Dr Clarke may well not even recognise his hometown anymore, commenting at one point, “I’ve never been in this joint before; never knew it existed,’ of the lost upstairs room at Brannigans now itself reinvented as Manchester’s best mid-size room. And throughout the Albert Hall is church-like, reverential, although also forced into paroxysms of giggles by Clarke’s jokes and one-liners, his tangential explorations into subjects such as hookers and caves. He adjusts his voice through his longer poems as if cranking up through the gears; his is an old-school manual technique, working it. He even swears poetically, elegantly.

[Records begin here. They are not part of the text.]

PR #498, opened 2020-06-07
Where clauses on opaque types

detrumi:
I slightly prefer this:
```
opaque type T: Clone where T: Trait = Ty;
```
to this:
```
opaque type T: Clone = Ty where T: Trait;
```
since the where clause is on the bounds, not on the hidden type `Ty`

### DIFF
--- a/chalk-integration/src/lowering.rs
+++ b/chalk-integration/src/lowering.rs
@@ -512,11 +512,11 @@ impl LowerProgram for Program {
                                         chalk_ir::VariableKind::Ty(TyKind::General),
                                         Atom::from(FIXME_SELF),
                                     )),
-                                    |env1| {
-                                        let interner = env1.interner();
+                                    |env| {
+                                        let interner = env.interner();
                                         Ok(opaque_ty
                                             .bounds
-                                            .lower(&env1)?
+                                            .lower(&env)?
                                             .iter()
                                             .flat_map(|qil| {
                                                 // Instantiate the bounds with the innermost bound variable, which represents Self, as the self type.
@@ -529,6 +529,7 @@ impl LowerProgram for Program {
                                                     .intern(interner),
                                                 )
                                             })
+                                            .chain(opaque_ty.where_clauses.lower(&env)?)
                                             .collect())
                                     },
                                 )?;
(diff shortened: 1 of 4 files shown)


chalk-integration/src/lowering.rs
```diff
@@ -529,6 +529,7 @@ impl LowerProgram for Program {
                                                     .intern(interner),
                                                 )
                                             })
+                                            .chain(opaque_ty.where_clauses.lower(&env)?)
```
nikomatsakis, line 532: I don't think this is quite right. The *role* of the where-clauses is distinct from the *role* of the bounds. The bounds tell you what the hidden-type must satisfy; the where-clauses tell you what the generic parameters that the opaque type is used with must satisfy. They do not, in and of themselves, let you make assumptions. In particular, imagine an example like this one:

```rust
opauqe type Foo<T: Eq>: Debug = ...;
```

Here the `T: Eq` is a *where-clause* -- i.e., the idea is that `Foo<T>` is some type which is `Debug`, and it only works where `T: Eq`.

tests/test/opaque_types.rs
```diff
@@ -46,6 +46,26 @@ fn opaque_reveal() {
...
+            struct Ty { }
+
+            trait Clone { }
+            trait Trait { }
+            impl Trait for Ty { }
+            opaque type T: Clone where T: Trait = Ty;
+        }
+
+        goal {
+            T: Trait
```
nikomatsakis, line 62: This test in particular doesn't seem right. The real role of where-clauses is to inform the "well-formedness conditions" for an opaque type, not to allow us to prove things about the placeholder type. This is the role of the bounds.

chalk-integration/src/lowering.rs
detrumi: Hmm, so these should then be a `Vec<TraitBound>` instead of a `<Vec<VariableKind>`, right? I'm not sure how to handle lowering for that correctly, since I don't think the current `LowerTypeKind` approach works for `TraitBound`'s. Would lowering for opaque types then be similar to `AssociatedTyLookup`?

jackh726:
Superseded by #563

PR #513, opened 2020-06-10
Recursive solver factoring and privacy

nikomatsakis:
This branch just starts to factor the recursive solver into a few more files, and tightens up some of the privacy. 

My goal was to try and better separate out the "caching and loop logic", which I hope to eventually move to salsa, from the chalk-specific logic. For now I got as far as moving most of the chalk-specific stuff into the `solve` module.

The next step is going to be trying to factor out the caching stuff into a module that is generic over chalk-specific things, but that's for another day.

### DIFF
--- a/chalk-solve/src/recursive/solve.rs
+++ b/chalk-solve/src/recursive/solve.rs
@@ -4,7 +4,7 @@ use super::lib::{Guidance, Minimums, Solution, UCanonicalGoal};
 use super::Solver;
 use crate::clauses::program_clauses_for_goal;
 use crate::infer::{InferenceTable, ParameterEnaVariableExt};
-use crate::solve::truncate;
+use crate::{solve::truncate, RustIrDatabase};
 use chalk_ir::fold::Fold;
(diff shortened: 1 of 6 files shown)


chalk-solve/src/recursive/solve.rs
```diff
@@ -194,9 +221,17 @@ impl<'me, I: Interner> Solver<'me, I> {
         environment: &Environment<I>,
         goal: &DomainGoal<I>,
     ) -> Result<Vec<ProgramClause<I>>, Floundered> {
-        program_clauses_for_goal(self.program, environment, goal)
+        program_clauses_for_goal(self.db(), environment, goal)
     }
 }
+
+impl<S, I> SolveIterationHelpers<I> for S
```
jackh726, line 228: Wait, extra?

nikomatsakis: There are two traits -- one is the public method, the other is the private helpers, and you need an impl for both.

nikomatsakis:
(Yes, it's just moving things around)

As the set moves towards a conclusion (Clarke stays on stage for his encore, because ‘there are stairs’ and he can’t be arsed going through the artificial rigmarole of the exit and return) you remember how far his very unique voice has reached – from ‘Evidently Chicken Town’ featuring on one of the closing episodes of The Sopranos to the poem ‘I Wanna Be Yours’ featuring on Arctic Monkeys’ fifth long-player, AM. Makes your realise what we have in this poet laureate of the underground, and what we might miss, if he were to lose any more weight and disappear completely. Clarke himself quips ‘It’s never been a better time to be alive but it’s never been a worse time to be old’. One poem features the cutting line: ‘I’ve seen the future and I ain’t there’, although in the celebration of northernness and commerce, ‘Trouble At Mall’ Dr Clarke does at least provides us with his funeral wishes. ‘Bury me at Clinton Cards.’
Before then, of course, we must keep hold and cherish Dr Clarke. How strange it is when these northern dark lords of hedonism and immortality such as Shaun Ryder and Dr Clarke become national treasures. Arise Sir John. Why not?